Israel will continue direct contact with Austrian Chancellor Sebastian Kurz, said Benjamin Netanyahu, despite the presence in Austria’s government of a far-right party with historic links to the Nazis.
By: Joelle Lewitan/TPS
Israel will continue to maintain direct contact with Austrian Chancellor Sebastian Kurz, Prime Minister Benjamin Netanyahu said Tuesday, despite the presence of the far-right Austrian Freedom Party (FPÖ), which has historic links to the Nazis, in the government. But Netanyahu also said the government would not deal with the FPÖ due to the party’s Nazi-linked past and instructed the Ministry of Foreign Affairs to develop a “concept” to govern Israel’s dealings with the new government in Vienna.
In a rare display of bipartisanship, MK Amir Peretz (Zionist Camp), a member of the Knesset Foreign Affairs and Defense Committee and the chairman of the Knesset’s Israel-Austria Parliamentary Friendship Group, praised Netanyahu and said that even on a parliamentary level, Israel would not collaborate with the far-right wing party.
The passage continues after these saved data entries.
PR #774, opened 2018-07-19
Improve pin types for Atmel MCUs

fauxpark:
#387 

I've checked most of the pin types are correct (as far as I understand, anyway). RESET and AREF are Input, I/O and XTAL1/2 are Bidi.

The ones I'm not sure of are:

```
ATmega169A-AU: LCDCAP
ATmega169A-MU: LCDCAP

ATmega169PV-8AU: LCDCAP
ATmega169PV-8MU: LCDCAP

ATmega16U4-AU: VBUS, UCAP
ATmega16U4-MU: VBUS, UCAP

ATmega3290V-8AU: LCDCAP

ATmega329V-8AU: LCDCAP
ATmega329V-8MU: LCDCAP

ATmega8U2-AU: UCAP

ATxmega64B1-AU: VLCD, BIAS1, BIAS2, CAPL, CAPH
ATxmega64B1-CU: VLCD, BIAS1, BIAS2, CAPL, CAPH

ATxmega64B3-AU: VLCD, BIAS1, BIAS2, CAPL, CAPH
ATxmega64B3-MH: VLCD, BIAS1, BIAS2, CAPL, CAPH

ATtiny43U-MU: LSW
ATtiny43U-SU: LSW

AT90USB82-16MU: UCAP
AT90USB162-16AU: UCAP

AT90USB646-AU: VBUS, UCAP
AT90USB646-MU: VBUS, UCAP
```
------------


evanshultz:
For all pin names, I checked the first datasheet I saw. Please confirm on subsequent parts if the pin function is identical.

LCDCAP: Passive since it just goes to an external capacitor according to page 11 of http://ww1.microchip.com/downloads/en/DeviceDoc/Atmel-8284-8-bit-AVR-microcontroller-ATmega169A_PA_329A_PA_3290A_PA_649A_P_6490A_P_summary.pdf.

VBUS: Page 6 of http://ww1.microchip.com/downloads/en/devicedoc/atmel-7766-8-bit-avr-atmega16u4-32u4_datasheet.pdf suggests it should be Input type. Apparently the MCU cannot source current from VBUS?

UCAP: From pages 4, 6, and 263 of http://ww1.microchip.com/downloads/en/devicedoc/atmel-7766-8-bit-avr-atmega16u4-32u4_datasheet.pdf is seems Passive type as well. It looks like there a regulator there but apparently it cannot source current.

VLCD / BIAS1 / BIAS2: Power Output type from page 76 of http://ww1.microchip.com/downloads/en/DeviceDoc/Atmel-8330-8-and-16-bit-AVR-Microcontroller-XMEGA-B-ATxmega64B1-ATxmega128B1_Datasheet.pdf.

CAPL / CAPH: Page 54 of http://ww1.microchip.com/downloads/en/DeviceDoc/Atmel-8330-8-and-16-bit-AVR-Microcontroller-XMEGA-B-ATxmega64B1-ATxmega128B1_Datasheet.pdf shows these pins should be Passive since they go only to a capacitor in a flying-cap power supply.

LSW: Pages 35-36 of http://ww1.microchip.com/downloads/en/DeviceDoc/doc8048.pdf show this is the switch drain/collector for a boost converter. It connects to an inductor and diode anode, so Passive would be fine. You could also use Open Collector, but this pin has no relevance to ERC to I'd go Passive.

fauxpark:
Thanks, that's the rest of them done. VLCD/BIAS1/2 are moved to the right side, since they are (power) outputs now.

RE: VBUS pin - seems to be used for detecting when USB is connected vs. external power supply. Interestingly, some of the USB AVRs don't have this ability.

evanshultz:
Just a couple things here, so it's easier to find later even if the info is buried in the commits:
1. When ~RESET is one a GPIO pin, that pin is still Bidirectional, right?
1. Pages 9-10 of http://ww1.microchip.com/downloads/en/DeviceDoc/Atmel-8284-8-bit-AVR-microcontroller-ATmega169A_PA_329A_PA_3290A_PA_649A_P_6490A_P_summary.pdf show that the GPIO are tri-stated during reset. Can the GPIO pins on any MCUs be Tristate during operation? If so, their pin type should probably be that instead of Bidirectional.
1. Are all AREF pins only inputs? None have an internal reference which can be driven out of that pin?
1. Do any support driving a clock source into the XTAL pin? The couple I looked at appear to have an inverter inside which must have an external crystal, but some ICs can also support a clock driven directly into one pin with the other pin floating (and no crystal). Can that happen on any of these parts? If so, the pin that can accept a clock input may be best set as Input type with the other (possibly?) as Passive.

Would you post screenshots of a few representative symbols? That will be much easier to compare with in the future. This is only important where pins moved, like on LCD-capable parts.

evanshultz:
BTW, thanks again for your hard work. I was a little nervous to pull the trigger on obsoleting symbols before v5 was tagged, but Rene was good to do that so we're back in business. :)

fauxpark:
I've only moved VLCD/BIAS1/BIAS2 to the bottom right on those symbols, but I think they might be better placed in the top right.
sym

 1. Yep, RESET is Input unless it shares a pin with GPIO.
 2. I assume that means Bidi + Hi-Z. I think most of the GPIOs are capable of being tristated. I'll have a closer look.
 3. ATmega16M1 has a Bidi AREF/ISRC pin - it is either an analog reference input or 100uA current source output. Some others share a pin with GPIO. It seems on some chips [AREF can also have a capacitor to ground](http://ww1.microchip.com/downloads/en/DeviceDoc/Atmel-42742-ATmega164P_Datasheet.pdf?page=311) connected for the internal voltage reference? I don't really know what that implies. Apparently you can measure Vref from the pin so maybe it should be Bidi too.
 4. I think some of them do support that, but they all also support a crystal too, so wouldn't both pins just be Bidi?

I'm afraid this is as much as I understand about pin types. So far I've just been making sure they're all consistent, as opposed to correct in terms of ERC.

evanshultz:
VLCD/BIAS1/BIAS2 can be at the bottom. Since they gets caps going to ground I think the bottom is good.

2. Yes, Tristate is Bidirectional + Hi-Z. Thanks for checking!
3. ATmega164P can pipe the internally-generated reference to an external pin, or use the voltage supplied to the AREF pin. In any case, a cap there should lower noise and give better resolution. ATmega16M1 is similar in that and internal current source (instead of an internal voltage reference) can be applied to the pin or else an external reference voltage. My inclination here is to go Passive for all AREF pins. They should only go to caps and resistors, and wouldn't go directly to any digital Output pin (even if the pin was PWM/PDN you'd need a passive network). If an internal voltage/current is put onto this pin and used by other circuit, it's probably an analog circuit (since it's an ADC reference) and so having a "digital" pin type doesn't matter. Are you OK with Passive then, or do you have some other suggestions?
4. The pins of the crystal are Passive type, so it doesn't matter what pin types the MCU uses (they could even be Passive too). If a XTAL pin accepts a clock input, it should be Input type to help catch connection errors. And if the other XTAL pin can supply a clock it should be Output type to go to digital input pins. Hmmm.... are there other connections to consider?

The ERC engine uses these GUI settings to help you understand when it will flag a connection:
image

I have been thinking about ERC (which is the reason to set pin types) and I believe the above is good. But, knowing what it means and having a productive discussion is great so feel free to take any time you need or ask questions so we can talk it out and agree. :)

fauxpark:
Looks like all of the ATmega, ATtiny and AVR symbols have tristate GPIOs - I'm not too sure about the 8051s though.

I also moved the ADC inputs to the left on the ATmega8L and shortened it a bit:
sym

evanshultz:
Leaving the 8051 pins as Bidirectional is fine, then. Thanks!

Is this ready to merge?

fauxpark:
It appears the 8051 GPIOs go high on reset, so no tristate.

I still need to investigate the XTAL and TOSC pins but these diffs are already pretty big... if you're good to merge then sure.

evanshultz:
Sure thing! We can do the other pins next.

“Prime Minister and Foreign Minister Benjamin Netanyahu did the right thing by adopting the recommendations of the foreign ministry to boycott radical right-wing ministers in the Austrian government. The State of Israel has excellent and important ties with the Austrian people and its elected representatives, but as far as maintaining a relationship with a party that has a Nazi past – we draw a clear red line. On a parliamentary level, too, we will not maintain relations with Austrian MPs from the radical right,” Peretz said.
The current dispute is not Israel’s first diplomatic mix-up with Vienna over the Freedom Party, which was founded in 1956 by a former SS officer named Anton Reinthaller. In 2000 Israel’s Ambassador to Austria Nathan Meron was recalled after the party joined the government following comments by then-party chairman Jörg Haider praising some of Hitler’s political decisions and down-playing conditions in concentration camps.
More recently, Kurz’s Austrian People’s Party (ÖVP) won Austria’s national elections on October 25 but failed to secure a parliamentary majority, sparking coalition talks between the two parties.